The expensive work never needs to be repeated.

Iterative Version

Some implementations avoid recursion.

Find Root

root = x

while parent[root] != root:
    root = parent[root]

Compress Path

while x != root:

    next = parent[x]
    parent[x] = root
    x = next

The result is identical.

Both recursive and iterative implementations are widely used.

Correctness Argument

Path compression preserves:

Component Membership

Every node continues to point to the same root.

Connectivity Information

Roots remain unchanged.

Set Partition

No component merges or splits occur.

Only internal parent pointers change.

Therefore all connectivity queries remain correct.

Common Mistakes

Compressing to Non-Roots

Wrong:

parent[x] = parent[parent[x]]

without reaching the root.

Correct compression always uses the true root.

Forgetting Assignment

Wrong:

find(parent[x])

Correct:

parent[x] = find(parent[x])

The assignment performs the compression.

Mixing Roots

Only vertices from the same component may be compressed together.

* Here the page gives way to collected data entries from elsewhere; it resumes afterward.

Issue #3205, opened 2026-08-22
`headroom wrap claude` sessions crash repeatedly (4x in one day); `headroom doctor`'s claude-routing check gives false negatives for `init`-based sessions


Alley007:
## Environment
- macOS (Darwin 25.5.0)
- Headroom v0.36.2, proxy running via `headroom init claude` (persistent-task preset, user scope, port 8787)
- Claude Code CLI v2.1.239, installed via `npm install -g @anthropic-ai/claude-code`
- Python 3.13

## Issue 1: `headroom wrap claude` sessions crash without warning

We're running several long-lived Claude Code CLI sessions in separate Terminal.app windows, each doing continuous multi-hour agentic work (content generation + REST API calls to an external site). Over one working session today:

- 3 separate sessions launched with `headroom wrap claude` crashed a total of **4 times**, each with no visible error message — the process just disappeared. In every case this happened mid-session, sometimes right after a task completed cleanly, sometimes with no apparent trigger.
- In contrast, **one session launched via the passive `headroom init claude` routing** (not `wrap`) has stayed up continuously for 14+ hours doing the same kind of work, with zero crashes.

I don't have stack traces or crash logs from the terminal at the moment of failure — from the outside, all I could observe was the process no longer running (no error dialog, no exit message captured). Happy to try to capture better diagnostics if there's a recommended way (e.g. wrapping with `2>&1 | tee crash.log`) — will do that on the next restart if useful for a report.

**Is this a known issue with `wrap` specifically?** Given `init`-based routing has been rock solid by comparison, it feels like something specific to how `wrap` spawns/supervises the child process, rather than proxy instability in general (the proxy itself has stayed up 14+ hours with no restarts per `headroom doctor`).

## Issue 2: `headroom doctor`'s `claude` check gives a false negative for `init`-routed sessions

For the stable long-running session mentioned above (routed via `headroom init claude`, not `wrap`), running `headroom doctor` reports:

But this is incorrect — direct process inspection shows the session genuinely is routed:
- `ps eww -p <pid>` on the actual running `claude` process shows `ANTHROPIC_BASE_URL=http://127.0.0.1:8787` set in its live environment.
- `mcp__headroom__*` tools (`headroom_compress`, `headroom_retrieve`, `headroom_stats`) are present and actively firing compression on that session's tool output.
- `headroom_stats` for that session shows real, ongoing savings (174+ requests, 164 compressed at time of check).

[...]

PR #3255, opened 2026-08-25
fix(doctor): recognize IPv6 loopback and case-insensitive proxy routing URLs

abhay-codes07:
## Description

`headroom doctor`'s routing check matches the configured `ANTHROPIC_BASE_URL` against:

```python
_LOOPBACK_URL_RE = re.compile(r"https?://(?:127\.0\.0\.1|localhost):(\d+)")
```

This misses two loopback URL forms that route correctly through the proxy, so `check_claude_routing` (and `check_codex_routing`, which uses the parallel `_CODEX_BASE_URL_RE`) reports a **correctly-routed** session as "not routed" and sends the user off to debug a working setup:

1. **IPv6 loopback literal** — `http://[::1]:8787` never matches, so an IPv6-configured route reads as unrouted.
2. **Case** — the regex is case-sensitive, but URL schemes and hostnames are not. `HTTP://Localhost:8787` or `http://LOCALHOST:8787` (valid) both fail to match.

```text
http://127.0.0.1:8787   -> MATCH
http://[::1]:8787       -> NO MATCH  -> doctor: "not routed" (false negative)
HTTP://Localhost:8787   -> NO MATCH  -> doctor: "not routed" (false negative)
```

This is the same false-negative class the routing check was already corrected for twice (#3205, #3213): a diagnostic that tells a routed user they are not routed is actively misleading.

## Type of Change

- [ ] Documentation update
- [ ] Performance improvement

## Changes Made

- `headroom/cli/doctor.py`: added the IPv6 loopback literal `[::1]` to the host alternation (shared `_LOOPBACK_HOST` pattern) and compiled both `_LOOPBACK_URL_RE` and `_CODEX_BASE_URL_RE` with `re.IGNORECASE`. Non-loopback URLs (e.g. `https://gateway.corp.example`) still correctly do not match, so the "points at X, not the proxy" WARN path is unchanged.
- `tests/test_cli_doctor.py`: added a parametrized `test_loopback_url_variants_pass` covering `localhost`, `[::1]`, `[::1]/v1`, and upper-cased scheme/host.

## Testing

### Test Output

```text
tests/test_cli_doctor.py  ->  95 passed in 1.19s
(4 of the 5 new variants FAIL on pre-fix code — [::1] and the upper-cased URLs — verified via git stash)
uvx ruff@0.16.2 check headroom/cli/doctor.py tests/test_cli_doctor.py  ->  All checks passed!
uvx mypy@1.20.2 headroom/cli/doctor.py  ->  Success: no issues found in 1 source file
```

## Real Behavior Proof

- Exact command / steps: with `ANTHROPIC_BASE_URL=http://[::1]:8787` (and the upper-cased variants) in a settings file, `check_claude_routing(path, 8787)` returned WARN "not routed" before the fix and PASS "routed" after; `http://127.0.0.1:8788` still WARNs on the port mismatch and `https://gateway.corp.example/v1` still WARNs as non-proxy.
- Observed result: IPv6 and case-variant loopback URLs now classify as routed; port-mismatch and non-loopback WARNs are unchanged.
- Not tested: no live `headroom doctor` invocation against a running proxy; the pure classifier `check_claude_routing` is exercised directly (it is what the command calls).

## Runtime Rollout Safety

- Rollout-managed feature(s): none. This is the `headroom doctor` diagnostic classifier, not a rollout-channel-gated runtime feature.
- Stable/default behavior changed: only the false-negative is corrected — additional valid loopback forms now classify as routed. Port-mismatch, Ollama-collision, and non-loopback WARNs are unchanged, and no URL that was previously WARNed as non-proxy now passes except genuine loopback forms.
- Qualification impact: none.

## Review Readiness

## Checklist

### DIFF
--- a/headroom/cli/doctor.py
+++ b/headroom/cli/doctor.py
@@ -48,8 +48,15 @@ WARN = "warn"
 FAIL = "fail"
 SKIP = "skip"
 
-_LOOPBACK_URL_RE = re.compile(r"https?://(?:127\.0\.0\.1|localhost):(\d+)")
-_CODEX_BASE_URL_RE = re.compile(r'base_url\s*=\s*"https?://(?:127\.0\.0\.1|localhost):(\d+)')
+# Loopback host forms a proxy URL can take: IPv4, the ``localhost`` alias, and
+# the IPv6 literal ``[::1]``. IGNORECASE because URL schemes and hostnames are
+# case-insensitive — a hand-set ``HTTP://Localhost`` or ``http://[::1]`` is a
+# valid loopback route, and failing to match it makes `doctor` report a
+# correctly-routed session as "not routed", sending the user to debug a
+# non-problem (the false-negative class of #3205 / #3213).
+_LOOPBACK_HOST = r"(?:127\.0\.0\.1|\[::1\]|localhost)"
+_LOOPBACK_URL_RE = re.compile(rf"https?://{_LOOPBACK_HOST}:(\d+)", re.IGNORECASE)
+_CODEX_BASE_URL_RE = re.compile(rf'base_url\s*=\s*"https?://{_LOOPBACK_HOST}:(\d+)', re.IGNORECASE)
 
 # Ollama's fixed default port. `ollama launch claude` writes
 # ``ANTHROPIC_BASE_URL=http://127.0.0.1:11434`` into the launched Claude Code
--- a/headroom/cli/doctor.py
+++ b/headroom/cli/doctor.py
@@ -20,6 +20,7 @@ from dataclasses import asdict, dataclass
 from datetime import datetime
 from pathlib import Path
 from typing import Any
+from urllib.parse import urlsplit
 
 import click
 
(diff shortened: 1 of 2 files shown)


JerrettDavis (changes requested):
The added legitimate variants are correct, but this is still a prefix match rather than a URL classification, so `doctor` can report a non-loopback destination as safely routed. For example, `ANTHROPIC_BASE_URL=http://localhost:8787@evil.example/v1` matches `_LOOPBACK_URL_RE`, captures 8787, and passes even though URL parsing makes `evil.example` the actual host. Similar suffix/userinfo lookalikes should remain WARNs. Since this PR is explicitly hardening routing classification, please parse the configured URL with `urllib.parse.urlsplit` and require an exact loopback hostname (`127.0.0.1`, `::1`, or case-normalized `localhost`) plus the expected port and acceptable scheme. For Codex TOML, extract the quoted `base_url` value, then feed that value through the same parser/helper rather than matching the URL prefix. Please add negative tests for userinfo and hostname suffix lookalikes alongside the new positive variants. The current `test-agno`/matrix reds appear inherited from the old base and can be cleared by updating from current main after the correctness fix.

abhay-codes07:
Thanks, this is a fair call, prefix matching was the wrong tool here. Reworked to classify by parsing:

- `_loopback_route_port(url)` now parses with `urllib.parse.urlsplit` and returns a port only when the scheme is http(s), there is **no userinfo**, the host is an **exact** loopback literal (`127.0.0.1`, `::1`, or case-normalized `localhost`), and an explicit valid port is present. `urlsplit` de-brackets and lowercases the host, so `[::1]` and `HTTP://Localhost` still classify. Your example `http://localhost:8787@evil.example/v1` parses to host `evil.example` and is refused (as is any URL carrying userinfo at all).
- Codex TOML: I extract the quoted `base_url` value from the `[model_providers.headroom]` block and feed it through the same helper instead of prefix-matching the URL. A non-loopback `base_url` now WARNs, and scoping to the Headroom block means an earlier provider's `base_url` can't be mistaken for the route.
- Added negative tests for userinfo and hostname-suffix lookalikes (`http://localhost:8787@evil.example/v1`, `http://localhost.evil.example:8787`, `http://127.0.0.1.evil.example:8787`) for both the Claude and Codex paths, alongside the existing positive variants; confirmed the userinfo cases fail against the old prefix-match code and pass now.
- Rebased/merged current `main` to clear the inherited `test-agno`/matrix reds.

JerrettDavis (changes requested):
The new parser correctly rejects lookalike and remote URLs when ase_url is present, but check_codex_routing() still returns PASS when the [model_providers.headroom] block has no matching ase_url at all. match is optional and the function falls through to the auth check and final PASS on None, so an incomplete/malformed block can still be reported as safely routed. Please make a missing or unparseable Headroom-block ase_url a WARN with the same rewrite guidance, and add a regression test for a marker block with no ase_url (plus a nonmatching quoting/malformed value if those are intended to be supported).

Issue #3251, opened 2026-08-25
[BUG] --memory on persistent-docker (macOS) 500s every request: sqlite3.OperationalError: unable to open database file


eldestar:
## Summary
`headroom deploy --providers auto --memory` on macOS (persistent-docker preset) starts and reports healthy, but every real request through the proxy returns a 500. The Anthropic handler's memory-context lookup fails with `sqlite3.OperationalError: unable to open database file` when opening the per-project SQLite memory store — even though the exact same file is trivially openable (read/write/WAL/CREATE TABLE) via a manual `sqlite3`/`python3` check run moments later, as the same container user, against the same path.

## Environment
- headroom-ai 0.36.5 (`uv tool install --python 3.13 "headroom-ai[all]"`)
- Docker Desktop 29.4.0 (client+server), macOS 15.7.7 (24G720), Apple Silicon (arm64)
- Image: `ghcr.io/headroomlabs-ai/headroom@sha256:071ca5343a473029336cbe6f262734e01d6698f584dcbf69d9fb8776775903e5`
- Deployment: `headroom deploy --providers auto --memory` → `persistent-docker` preset. `~/.headroom` bind-mounted to `/tmp/headroom-home/.headroom` in the container via Docker Desktop's default macOS bind-mount file sharing.

## Steps to reproduce
1. `headroom deploy --providers auto --memory` on macOS with Docker Desktop.
2. Confirm the deployment is `running`/`healthy` (`headroom install status --profile default`).
3. Send any real request through the proxy, e.g. `ANTHROPIC_BASE_URL=http://127.0.0.1:8787 claude -p "hi"`.
4. Request fails: `API Error: 500 Internal Server Error`.

## What I found
`docker logs` shows a full traceback ending in:
```
File ".../headroom/memory/adapters/sqlite.py", line 82, in _get_conn
    conn = sqlite3.connect(str(self.db_path))
sqlite3.OperationalError: unable to open database file
```
via `proxy/handlers/anthropic.py:handle_anthropic_messages` → `memory_handler.py` `_ensure_initialized`/`_do_init` → `LocalBackend._init_locked` → `HierarchicalMemory.create` → `create_memory_system` → `_create_store` → `SQLiteMemoryStore.__init__` → `_init_db`.

The target path (`.headroom/memories/projects/<hash>/memory.db`) already exists and is fully functional. From inside the running container, as the same uid:gid (502:20) the app runs as:
- `touch` a new file in that exact directory — succeeds
[...]

PR #3257, opened 2026-08-25
fix(proxy/memory): fail open when backend init errors instead of 500ing the request

abhay-codes07:
## Description

`MemoryHandler._ensure_initialized` documents a "fail-open contract — no exception propagates to request handlers", but only `asyncio.TimeoutError` and `asyncio.CancelledError` are caught:

```python
try:
    await asyncio.wait_for(_do_init(), timeout=STARTUP_INIT_TIMEOUT_SECONDS)
except asyncio.TimeoutError:
    ... # fail open
except asyncio.CancelledError:
    ... # reset + re-raise
```

Any *other* exception raised synchronously during backend init — e.g. `sqlite3.OperationalError: unable to open database file` — escapes both handlers, propagates up through `handle_anthropic_messages` → `memory_handler` → `LocalBackend._init_locked` → `SQLiteMemoryStore._init_db`, and **500s the whole request**.

This is exactly the failure in issue #3251: on the documented macOS Docker Desktop `persistent-docker --memory` deploy, the per-project SQLite memory store cannot be opened in WAL mode over the bind-mount (a known Docker Desktop/VirtioFS + SQLite interaction), and **every** request returns `500 Internal Server Error` — even though compression, caching, and tool-search savings don't need memory at all. An optional subsystem should never take down core proxy traffic; that is Ask #3 of the issue ("a memory-store open failure on the request path should degrade gracefully instead of 500ing").

The environmental root cause (bind-mount + WAL) is out of scope here; this fixes the graceful-degradation gap so `--memory` being unavailable disables memory context for the request rather than killing it.

## Type of Change

- [ ] Documentation update
- [ ] Performance improvement

## Changes Made

- `headroom/proxy/memory_handler.py`: added an `except Exception` branch to `_ensure_initialized` that mirrors the timeout branch — best-effort close the possibly-half-assigned backend, null it, leave `_initialized=False` so a later request retries, log an error, and **return** (fail open) instead of propagating. Ordering is preserved: `TimeoutError` (an `Exception`) is still caught first, and `CancelledError` (a `BaseException`, not an `Exception`) still falls through to its own re-raising branch.
- `tests/test_memory_handler_concurrent_init.py`: added `test_ensure_initialized_fails_open_on_backend_init_error` — a `LocalBackend` whose init raises `sqlite3.OperationalError`; asserts `_ensure_initialized` does not raise, cleans up the backend, stays uninitialized, and retries on the next call.

## Testing

### Test Output

```text
tests/test_memory_handler_concurrent_init.py  ->  9 passed in 1.80s
(the new test FAILS on pre-fix code — the OperationalError propagates — verified via git stash)
uvx ruff@0.16.2 check headroom/proxy/memory_handler.py tests/test_memory_handler_concurrent_init.py  ->  All checks passed!
uvx mypy@1.20.2 headroom/proxy/memory_handler.py  ->  Success: no issues found in 1 source file
```

## Real Behavior Proof

- Exact command / steps: monkeypatched `LocalBackend` so its `_ensure_initialized` raises `sqlite3.OperationalError("unable to open database file")` (the #3251 failure). Before the fix, `await handler._ensure_initialized()` re-raised the error (which on the real path becomes a request 500). After the fix, it returns cleanly with `_initialized=False`, `_backend=None`, the half-init backend `close()`d once, and a later call retries.
- Observed result: a backend init failure no longer propagates; memory is skipped for the request and retried later; timeout and cancellation behavior are unchanged.
- Not tested: no live macOS Docker Desktop repro of the bind-mount/WAL open failure (environment-specific); the fail-open path is exercised by injecting the same exception the deploy hits.

## Runtime Rollout Safety

- Rollout-managed feature(s): none. This is the memory-subsystem lazy-init on the proxy request path, not a rollout-channel-gated runtime feature.
- Stable/default behavior changed: only the failure path — a backend that cannot initialize now disables memory for the request instead of 500ing it. Successful init, the timeout branch, and the cancellation branch are unchanged.
- Kill switch / disable path: memory is already opt-in (`MemoryConfig.enabled`); this makes a broken backend behave like memory-off for affected requests.
- Qualification impact: none for healthy deployments; broken-memory deployments go from all-requests-500 to requests-served-without-memory.

## Review Readiness

## Checklist

## Additional Notes

Addresses Ask #3 of #3251 (graceful degradation). The environmental root cause (Docker Desktop macOS bind-mount + SQLite WAL) and Asks #1/#2 (repro / named-volume preset) are deployment concerns left out of this code fix.

### DIFF
--- a/headroom/proxy/memory_handler.py
+++ b/headroom/proxy/memory_handler.py
@@ -316,6 +316,27 @@ class MemoryHandler:
             self._initialized = False
             logger.info(f"Memory: backend initialization cancelled (backend={self.config.backend})")
             raise
+        except Exception as exc:
+            # Fail-open for ANY init failure, not just timeout. Memory is an
+            # optional subsystem: a backend that cannot open (e.g. a SQLite
+            # ``unable to open database file`` on a Docker Desktop macOS
+            # bind-mount, issue #3251) must NOT propagate and 500 the whole
+            # request — the docstring's fail-open contract has to hold here too.
+            # Null the possibly-half-assigned backend (same reasoning as the
+            # timeout branch) and leave ``_initialized=False`` so a later
+            # request can retry once the environment recovers.
+            existing_backend = self._backend
+            if existing_backend is not None:
+                await self._close_backend_instance(existing_backend, reason="init_error")
+            self._backend = None
+            self._initialized = False
+            logger.error(
+                "Memory: backend initialization failed (backend=%s); "
+                "serving requests without memory context. Subsequent requests will retry: %s",
+                self.config.backend,
+                exc,
+            )
+            return
 
     async def _init_backend_locked(self) -> None:
         """Actual backend-init body. Must be called with ``_init_lock`` held."""
--- a/tests/test_memory_handler_concurrent_init.py
+++ b/tests/test_memory_handler_concurrent_init.py
@@ -100,6 +100,53 @@ async def test_ensure_initialized_noop_when_disabled(tmp_path):
     assert handler._backend is None
 
 
+@pytest.mark.asyncio
+async def test_ensure_initialized_fails_open_on_backend_init_error(tmp_path, monkeypatch):
+    """A backend that cannot open must NOT propagate — memory is optional.
+
+    Regression (#3251): a SQLite ``unable to open database file`` on a Docker
+    Desktop macOS bind-mount escaped ``_ensure_initialized`` (which only caught
+    TimeoutError/CancelledError) and 500'd every request. It must fail open: log,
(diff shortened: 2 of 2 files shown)


JerrettDavis (approved):
Reviewed the fail-open path and refreshed head at 5c15b01c. Cancellation remains explicitly re-raised, timeouts retain their dedicated handling, partial backend state is closed and cleared, and _initialized remains false so recovery is possible without poisoning subsequent requests. The focused test verifies cleanup and retry, while current main removes the unrelated Agno failure. Newly triggered CI remains the readiness gate; no correctness blocker found.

Compressing to a different component breaks correctness.

Assuming One Operation Flattens Everything

Only visited paths are compressed.

Unvisited parts of the tree remain unchanged.

Performance Impact

Path compression alone reduces practical running times dramatically.

For many real-world workloads:

find()

appears almost constant time.

Combined with union by rank, the result becomes one of the fastest known general-purpose data structures.

Applications Beyond MST

Path compression benefits every DSU application:

  • Connected components
  • Dynamic connectivity
  • Clustering
  • Image segmentation
  • Network analysis
  • Percolation models
  • Offline graph queries

Anywhere union-find appears, path compression should usually be enabled.

Complexity

Path compression alone provides very strong amortized performance.

The exact theoretical bound becomes most interesting when combined with union by rank.

Together they achieve:

$$ O(\alpha(V)) $$

amortized time per operation, where (\alpha) is the inverse Ackermann function.

This function grows so slowly that:

α(V) < 5

for any graph that could exist in practice.

Recipe

When implementing union-find:

  1. Follow parent pointers until reaching a root.
  2. Record every visited vertex.
  3. Redirect those vertices directly to the root.
  4. Return the root.
  5. Allow future operations to benefit from the flattened structure.

Path compression transforms union-find from a simple connectivity structure into an extremely efficient one. The next section introduces union by rank, the second major optimization that prevents deep trees from forming in the first place. Together, these two techniques produce the near-constant-time DSU used in modern graph algorithms.